The magnitude of correlation varies by line. Personal Auto reserves may require stronger correlation assumptions (\(\rho \approx 0.17\)) than Workers Compensation (\(\rho \approx 0.05\)).
Simple block AR structures may oversimplify. The empirical evidence suggests correlation decays more slowly than \(\rho^{k+1}\) for nearby calendar years, and the sign reversal at larger distances indicates mean-reversion effects not captured by the simple model.
Reasonable parameter ranges for simulation. When simulating correlated loss triangles, a same-diagonal correlation of \(\rho \in [0.05, 0.20]\) appears reasonable based on this analysis, with the specific value depending on line of business.
Technical Notes
Standardization: We use residuals from a simple log-linear model rather than raw values to remove systematic accident year and development period effects that would otherwise dominate the correlation structure.

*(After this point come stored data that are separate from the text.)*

PR #2090, opened 2019-05-28
Make sure release count is always shown

### LINKED ISSUE #2077: Releases counter is missing
Regression:

It's detected on the repo root but it's not cached from there like it should. We don't need to fetch it with the API but just remember it after visiting the root.

gavinhenderson:
Gif of Fix

Closes #2077 

The cache lib was defining its own `browser.runtime.onMessage.addListener` and there can only be one of these. The solution to this was to make the background script delegate the message to the cache lib function if necessary.

# Test
You can view this fix in action at https://github.com/mulberrysymbols/mulberry-symbols

### DIFF
--- a/source/libs/cache.ts
+++ b/source/libs/cache.ts
@@ -56,20 +56,18 @@ if (location.pathname === '/_generated_background_page.html') {
 			const [cached] = document.cookie.split('; ')
 				.filter(item => item.startsWith(key + '='));
 			if (cached) {
-        const [, value] = cached.split('=');
+				const [, value] = cached.split('=');
 				console.log('CACHE: found', key, value);
-        return JSON.parse(value)
-			} else {
-				console.log('CACHE: not found', key);
-        return
+				return JSON.parse(value);
 			}
+
+			console.log('CACHE: not found', key);
 		} else if (code === 'set-cache') {
 			console.log('CACHE: setting', key, value);
 
 			// Store as JSON to preserve data type
 			// otherwise Booleans and Numbers become strings
 			document.cookie = `${key}=${JSON.stringify(value)}; max-age=${expiration ? expiration * 3600 * 24 : ''}`;
-    }
-    return
+		}
 	});
 }
--- a/source/libs/cache.ts
+++ b/source/libs/cache.ts
@@ -45,30 +45,35 @@ export function set<TValue extends any = any>(key: string, value: TValue, expira
 }
 
 /* Accept messages in background page */
-if (!browser.runtime.getBackgroundPage) {
-	browser.runtime.onMessage.addListener((request: CacheRequest, _sender, sendResponse) => {
-		if (!request) {
-			return;
+export const handleCacheCalls = async (
+	request: CacheRequest,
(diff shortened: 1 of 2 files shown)


bfred-it:
> The cache lib was defining its own `browser.runtime.onMessage.addListener` and there can only be one of these

Yeah that's as expected, there's a condition that enables the listener only in the background page, so the file can be included both as a background page and as a content page, without modification.

The same concept is used in the simple https://github.com/bfred-it/webext-content-script-ping module

bfred-it:
> The cache lib was defining its own `browser.runtime.onMessage.addListener` and there can only be one of these

That's not right, you can attach as many listeners as you want.

source/features/raw-file-link.tsx
```diff
@@ -10,17 +10,16 @@ const createRawUrl = (href: string): string => {
 };
 
 function addRawButtons(): void {
-	for (const anchor of select.all<HTMLAnchorElement>('.file-header .file-actions > div.BtnGroup [href*=\'/blob/\']:last-child')) {
```
bfred-it: This should be a separate PR

gavinhenderson:
Sorry that extra commit was an accident, meant to open at a second PR, was hoping I could remove it before you notice. I've removed it now.

Hmmm, I assumed that you could only have one listener and that was the problem. When I was debugging the listener in the `cache.ts` wasn't being fired at all so I assumed that it was being registered first then the second listener was being registered over the top of the first one

source/libs/cache.ts
```diff
@@ -45,30 +45,35 @@ export function set<TValue extends any = any>(key: string, value: TValue, expira
 }
 
 /* Accept messages in background page */
-if (!browser.runtime.getBackgroundPage) {
```
bfred-it: I think the change required here is:

```js
if (location.pathname === '/_generated_background_page.html') {
```

because `browser.runtime.getBackgroundPage` was only truthy in the background page and this condition makes it exactly clear of what we're expecting.

source/libs/cache.ts
```diff
@@ -45,30 +45,35 @@ export function set<TValue extends any = any>(key: string, value: TValue, expira
...
-	browser.runtime.onMessage.addListener((request: CacheRequest, _sender, sendResponse) => {
```
bfred-it: Here also it would be good to replace `sendResponse` with a Promise, because what I think broke the feature was the polyfill dropping the `sendResponse` callback


Docs here: https://developer.mozilla.org/en-US/docs/Mozilla/Add-ons/WebExtensions/API/runtime/onMessage

> return a `Promise` from the event listener, and resolve when you have the response (or reject it in case of an error).

gavinhenderson:
@bfred-it That is those requested changes made, all works now 👍

bfred-it:
The cache keeps not working in in Firefox, but that's due to the cookie-based cache. I opened https://github.com/sindresorhus/refined-github/issues/2100 for that

gavinhenderson:
@bfred-it Thanks for walking me through this contribution 💯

Spearman correlation: We use rank correlation to be robust to outliers and non-normality in the loss distributions. Pearson correlations yield similar but slightly noisier results.
Bootstrap inference: Confidence intervals are computed by resampling triangles (not cells) to preserve the within-triangle correlation structure.
Negative correlations at large distances: This pattern suggests mean-reversion in calendar year effects—a year with unusually high losses tends to be followed (eventually) by years with lower losses. This could reflect mean-reverting inflation or correction of reserve estimates.
The code for this analysis uses the reservetestr package for data access and standard Python libraries (pandas, scipy, matplotlib) for analysis and visualization.